## Exercise:
When a line below holds the string "HeteroData", show that line.

## Given entries:

PR #7048, opened 2023-03-27
Fix `bfloat16` conversion in `HeteroData` benchmark scripts

yanbing-j:
This PR is to fix the issues:

1. Re-use `test` function in training benchmark to avoid mismatch between `Data` and `HeteroData` in evaluation mode.
2. `HeteroData` to convert to `bfloat16` datatype in inference and training benchmarks.

### DIFF
--- a/benchmark/inference/inference_benchmark.py
+++ b/benchmark/inference/inference_benchmark.py
@@ -205,7 +205,7 @@ def run(args: argparse.ArgumentParser):
                                     if args.evaluate:
                                         test_acc = test(
                                             model, test_loader, device, hetero,
-                                            progress_bar=True)
+                                            progress_bar=True, )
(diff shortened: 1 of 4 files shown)


benchmark/inference/inference_benchmark.py
```diff
@@ -209,12 +203,9 @@ def run(args: argparse.ArgumentParser):
...
                                     if args.evaluate:
-                                        test_acc = model.test(
-                                            y,
-                                            test_loader,
-                                            device,
-                                            progress_bar=True,
-                                        )
+                                        test_acc = test(
+                                            model, test_loader, device, hetero,
+                                            progress_bar=True)
```
rusty1s, line 208:
```suggestion
                                            progress_bar=True, )
```

rusty1s (approved):

PR #7050, opened 2023-03-27
Fix `FastHGTConv` to correctly call the value module

toenshoff:
This fixes a small bug in the new `fast_hgt_conv` layer, which incorrectly called the module `self.k_rel` instead of `self.v_rel` to generate the value vectors `v`.


rusty1s (approved):
:(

## Written solution:
Fix `bfloat16` conversion in `HeteroData` benchmark scripts
1. Re-use `test` function in training benchmark to avoid mismatch between `Data` and `HeteroData` in evaluation mode.
2. `HeteroData` to convert to `bfloat16` datatype in inference and training benchmarks.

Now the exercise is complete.